As readers might’ve guessed, opponents of the campaign in Afghanistan are a nuisance of mine, from anti-war protestors who think because the country is hot and Muslim it must be like Iraq to more serious critics like Adam Holloway. The problem is not their position, which is valid, but the disingenuous arguments they use to support it. By misdescribing the conflict, they’re able to legitimise their position on withdrawal/drawdown and gather support from the public by appealing to instincts like defeatism and isolationism. This is annoying to those who try to see the conflict objectively, standing apart from both supporters and opponents.
One of the most effective advocates for military drawdown is Rory Stewart, who has challenged a lot of the assumptions underlying current policy in Afghanistan. He argues persuasively about the many problems we face, from corruption in the country to the political and economic challenges in building a viable state. There are serious flaws in Stewart’s critique, however, which makes the unquestioning faith some place in him worrying. He not only misdescribes the conflict but also views it through an orientalist perspective, particularly through an orientalist interpretation of Lawrence of Arabia. The way in which Stewart misdescribes the conflict has been touched on here, and others have also pointed out the false assumptions and impracticalities behind his recommendations for drawdown. I want to look at the way he creates a false distinction between himself and his opponents by imitating his hero T. E. Lawrence, even though both sides are guilty of military Orientalism. This should make us look more critically at his contribution to the debate about Afghanistan.
The theme which runs through all Stewart’s work is that our involvement in Central Asia and the Middle East is undermined because it is influenced by pseudo-intellectuals who want to impose abstract, doctrinal ideas on those regions. He criticizes the counterinsurgency doctrine on which our strategy in Afghanistan is based as too abstract to be a serious policy. ‘An incredibly impressive and elaborate intellectual edifice has been created by proponents of involvement in Afghanistan’, he notes dismissively. It minimises the differences between cultures, exaggerates our fears and aggrandises our ambitions. President Obama and policymakers generally are bamboozled by the beauty of counterinsurgency doctrine as interpreted by people like John Nagl and General Petraeus. ‘The path is broad enough to include Scandinavian humanitarians and American special forces; general enough to be applied to Botswana as easily as to Afghanistan; sinuous and sophisticated enough to draw in policymakers; suggestive enough of crude moral imperatives to attract the Daily Mail; and almost too abstract to be defined or refuted.’ But Stewart is sceptical because, unlike these people, he ‘knows’ the East. ‘Ten years in the Islamic world and in other places that had recently emerged from conflict had left me very suspicious of theories produced in seminars in Western capitals’, he wrote in Occupational Hazards. The case for our involvement in Afghanistan is ‘so buoyed by illusions, caulked in ambiguous language and encrusted with moral claims, analogies and political theories’, however, that it is almost futile to show how out-of-touch it is.

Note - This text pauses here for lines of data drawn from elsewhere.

PR #221, opened 2020-08-28
bip32: Don't call privkey_tweak_add by empty tweakSum

k-matsuzawa:
There was a problem when we confirmed the operation in combination with the latest secp256k1-zkp.
(does not occur problem with secp256k1-zkp currently included in libwally-core)

Cause:
In the latest secp256k1, logic to check invalid privkey with privkey_tweak_add has been added.
ext_key::pub_key_tweak_sum is all-zero on initialized.
Therefore, the error occurred in bip32_key_from_parent().

### DIFF
--- a/src/bip32.c
+++ b/src/bip32.c
@@ -337,6 +337,16 @@ int bip32_key_unserialize_alloc(const unsigned char *bytes, size_t bytes_len,
     return ret;
 }
 
+static int bip32_privkey_tweak_add(const secp256k1_context *ctx, unsigned char *seckey,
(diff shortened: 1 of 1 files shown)


jgriffiths:
Hi @k-matsuzawa can you verify that https://github.com/ElementsProject/libwally-core/pull/222 works as intended, and if so I'll merge that version and close this.

Thanks!

k-matsuzawa:
@jgriffiths   Thank you! I could verify #222 works as intended. :tada:

jgriffiths:
@k-matsuzawa Thanks, I have merged it and will close this one :)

Stewart makes some legitimate points here. There are counterinsurgency experts who take doctrine and turn it into an ideology, unquestionable in its precepts and teaching. It contrasts with others like Andrew Exum and David Kilcullen, who accommodate doubt in their writing and acknowledge they could be wrong. But the overarching criticism is wide-of-the-mark because the latest counterinsurgency doctrine emphasises the importance of understanding ‘the East’ and its culture, which is partly the problem with it. ‘The “cultural turn” should be applauded for encouraging military actors to distance themselves from their own norms to imagine that of others’, writes Patrick Porter in Military Orientalism. If ‘knowing the enemy’ is to be a serious endeavour, however, then ‘there is much more to it than assuming behaviour is necessarily a linear continuum from pre-existing cultural systems.’ One can argue that Stewart sets-up the distinction between ‘abstract, doctrinal intellectuals’ and himself because he is trying to emulate T. E. Lawrence. The narrative which Lawrence spun after the First World War was that the Middle East was ruined because policymakers failed to listen to him, who ‘knew’ the region and what was good for it. It was a narrative that is heavily orientalist, making assumptions about ‘the East’ and its culture’s incompatibility with Western influence, and it informed Stewart’s recent documentary about Lawrence and is a theme throughout his work. But through aping the military Orientalism of T. E. Lawrence, Stewart makes the same fallacies as those he sets-up as his opponents, clinging to fixed ideas about culture in Afghanistan and ‘the East’ to support his arguments. ‘War is a power struggle, a deadly reactive dance,’ as Porter continues, ‘and culture is subject to its volatile nature.’
This post is not meant as a comprehensive study of Orientalism in Rory Stewart’s work or the presence of the Lawrence ‘myth’ in it, but is instead highlighting a new perspective with which to view his work more critically when it comes to arguing about Afghanistan.